Salisbury spy mystery: May and Britain’s credibility at stake after ultimatum to Russia


If Theresa May is incapable of punishing Russia, she will have shown Britain as weak and that could be dangerous in the long-term.

Mrs May delivered her speech at Mansion House in the City of London

Theresa May issued Russia with an ultimatum and deadline and Russia has ignored her.

A foreign power has conspired to kill people on British soil for at least the second time in a decade – this time with a nerve agent that only Russia owns and can develop.

Theresa May’s credibility is at stake. But so is Britain’s.

Former diplomats are in no doubt she must now announce actions that match the rhetoric she used on Monday.

Sir Christopher Meyer was Britain’s ambassador in Washington and also worked in Moscow.

He has told Sky News the UK will be unable to act diplomatically “until the police and Home Office office point the finger conclusively at Russia, and they may never do so”.

“If I were in the Foreign Office right now I imagine there would be a lot of contingency planning against the possibility that Russia is the guilty party, in which case you can come up with a menu of things you’d do against the Russian state and then in the other column, how would they retaliate, because they will,” he said.

“There will be a calculation of benefit and cost if it is expected officially of carrying it out.

“I used to run the department in the Foreign Office that was responsible for this kind of thing, the position from which I would start is to say that a state assassination on British territory is utterly intolerable and just about the worst thing one state can do on the territory of another state.

“Whatever the cost, the response should be pretty draconian.”
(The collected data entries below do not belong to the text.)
PR #423, opened 2023-01-09
feat: update docs

luizstacio:
Update docs to follow patterns. Change the order of sections and remove them from the how-to.


packages/docs/docs/how-to-use.mdx
```diff
@@ -48,9 +48,3 @@ To transfer an amount to other address, use the `wallet.transfer` method and pas
 <CodeImport file="../examples/Transfer.tsx" lineStart="31" lineEnd="39" />
 
 <Examples.Transfer />
-
-<CodeImport
```
matt-user, line 52: Shouldn't we still include getSelectedAccount in the how to use section of the docs

matt-user (approved):

Issue #393, opened 2022-12-22
Currently when user changes network DApp application can't use the new network


luizstacio:
The current connect method allows devs to inform a providerUrl but it didn't take effect and causes an issue when trying to assign the providerUrl.

We should make the providerUrl been sync with the Wallet provider from inside the Wallet and enforce devs to request network selection.

Issue #391, opened 2022-12-22
In connect screen, it breaks when click on network button


LuizAsFight:
### What version of Wallet are you using?

0.0.1

### What is happening?

When click in `Localhost` network button
<img width="334" alt="image" src="https://user-images.githubusercontent.com/8636507/209027128-87ad3960-0937-4af2-be4f-a6e615a65fd1.png">

popup closes and show following error in doc page
![image](https://user-images.githubusercontent.com/8636507/209027157-fee3abf2-fdd9-43a7-8a15-d0937a791207.png)

PR #424, opened 2023-01-09
feat: sync DApp provider with wallet provider

luizstacio:
closes: #393 #391


LuizAsFight:
I'm testing in latest PR preview docs/extension

context: I added a new network "Localhost" pointing 

problems in connect screen:
- when click in "Localhost", nothing happens
- when click in "account" nothing happends
- after connecting, when trying to disconnect, an error is shown


https://user-images.githubusercontent.com/8636507/212160210-bd159fe6-cabf-4983-97bb-930a7918348c.mov

LuizAsFight:
in same context previously mentioned:

when click in "transfer asset", a error shows up "Network request Failed".
Debugging it I see "ERR_BLOCKED_BY_CLIENT" error, probably configs between domains, some block from chrome because it's a localhost server... just wanna make sure this is expected or if we should fix

luizstacio:
> I'm testing in latest PR preview docs/extension
> 
> context: I added a new network "Localhost" pointing
> 
> problems in connect screen:
> 
> * when click in "Localhost", nothing happens
> * when click in "account" nothing happends
> * after connecting, when trying to disconnect, an error is shown
> 
>  Screen.Recording.2023-01-12.at.16.14.38.mov

- The network selector was disabled, which is not supposed to work, we should remove the cursor pointer also, and will do it.
- The error about the network being blocked is on the browser level you can enable it by clicking on the Brave shield on the side of the URL.
- The accounts button is not related to this PR but I open an issue for it: https://github.com/FuelLabs/fuels-wallet/issues/432

LuizAsFight (changes requested):
code looks ok but I asked functional changes in prev comments... pls ask review again when finished @luizstacio

packages/sdk/src/Fuel.ts
```diff
@@ -1,16 +1,40 @@
...
+      return FuelWeb3Privates.provider;
+    }
+    // Otherwise, create a new provider instance
+    // fetch the current network and connect the provider
+    const provider = new FuelWalletProvider(providerConfig.url, this);
+    FuelWeb3Privates.provider = provider;
+
+    // Listen for network changes and connect the provider
+    // selected network from the user
+    this.on('network', async (network) => {
```
matt-user, line 28: Would it be possible for the network to change without a call to `getProvider`?  Basically I'm asking would it be possible for a network change event to fire before reaching this code which handles network change events.  Sorry if this is a dumb question lol.

luizstacio: As the getProvider always returns the same instance when the event is triggered and the URL has changed, the changes will have an instant effect.

If the event is triggered before riching this point would not be a problem as the current network is requested from the wallet at the time we create the instance of the provider line 16.

matt-user (approved):
just tested locally and it works 😄

LuizAsFight (approved):
lgtm

PR #425, opened 2023-01-09
chore: remove storybook on docs production

luizstacio:
The main focus of the live docs is just the wallet usage and installation. The storybook is not related to it. Because of this, we should hide it on the main website.


tomiiide (approved):
LGTM!

Issue #244, opened 2022-11-22
Update unlock flow, to request password once per session


luizstacio:
Currently, the wallet asks for users a password every time the user is required to sign a transaction or message.

We should move it to a session and manage the global state; once the user unlocks the wallet, we start a session that auto-closes after a configured period. Default (~5min).

luizstacio:
We need to make sure the state is live only on memory. This will require moving the access of the signature to the service worker.

pedronauck:
I'm working in a solution for this already

PR #426, opened 2023-01-10
refactor(app): use unlock as a global machine

pedronauck:
### Main changes

- Unlock now is a global machine and also `UnlockDialog`. Now we don't have more `unlockMachine` as submachines for each time we need to unlock, just need to call `store.unlock()` in order to open unlock popup.
- Now user just needs to unlock one time, if the wallet is already unlocked, unlock is bypassed.
- There's a new `UnlockService` that gets the manager and wallet directly from the store.

### Example of usage

```tsx
function addAccount(input: AddAccountInput) {
  store.unlock({
    onSuccess() {
      service.send('ADD_ACCOUNT', { input })
    }
  }
}

const manager = await UnlockService.getManagerUnlocked();
const wallet = await UnlockService.getWalletUnlocked();
```


luizstacio:
I'm working on a solution to keep the wallet unlocked on the extension, as this PR will not keep the wallet unlocked between sessions. We can hold to implement this in an integrated way with the unlock between sessions.

luizstacio:
Going to close this PR as it is being addressed on the new flow: #244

The Prime Minister will have been given what diplomats like to call a suite of options to choose from.

At the more extreme end she could expel every Russian diplomat and suspected intelligence operative in the country. It has happened before in 1971. The more hawkish among her advisers would recommend throwing out the Russian ambassador, too.

That would send a clear message but sever relations with a permanent member of the UN Security Council and increasingly important global player.

It would be far more effective if it happens in concert with Britain’s allies.

British cabinet ministers are consulting with their American counterparts and others on what help they can possibly expect.

Their efforts have been rewarded with encouraging words from European chancelleries and eventually the US government but what we have not seen yet is a co-ordinated response…a communique promising united action and co-ordinated sanctions.

The Prime Minister will be advised by some to hurt Putin and his circle where it hurts – financially.

Russian oligarchs famously use London as a playground to spend and park their money.

Russian opposition leader Alexander Navalny has tweeted his advice to Theresa May naming three oligarchs with London connections in particular to target.

The British Government could go after their assets. They could also restrict their visas or deny them. That always runs the risk of the oligarchs and tycoons finding a new place to take their money.

Multinational co-operation would make those kinds of sanctions more effective.

Theresa May will have been encouraged by the promise from Donald Trump to stand by Britain “all the way”, but less encouraged by the suspicion he sacked his Secretary of State at least partly because Rex Tillerson linked Russia far more explicitly with the Salisbury poisoning than his boss was prepared to at first.

Brexit has coloured Britain’s relations with its European allies and may complicate the effort to co-ordinate a response across the continent.

There is undoubtedly less appetite to stand alongside the UK now it is heading out of the EU.

Then there is the risk of retaliation.

If Vladimir Putin is capable of attempting an assassination using a nerve agent in the middle of provincial Britain, what else might he try?

A cyberattack, for instance, targeting British commerce or public infrastructure is a chilling prospect and thought to be well within the capability of the Russians.

The path ahead for Theresa May is not without peril but then if – as her police chiefs and spies seem to believe – this was a state sponsored attack on the UK, she has little choice but take it.

Otherwise they will be telling her she will be inviting more such attacks in future.

Theresa May warned Russia in November her government knew what it was up to and it would not succeed.

If she is incapable of punishing Russia in a way that hurts, she will have proven herself and the UK as weak and that is in the long term dangerous for our national security.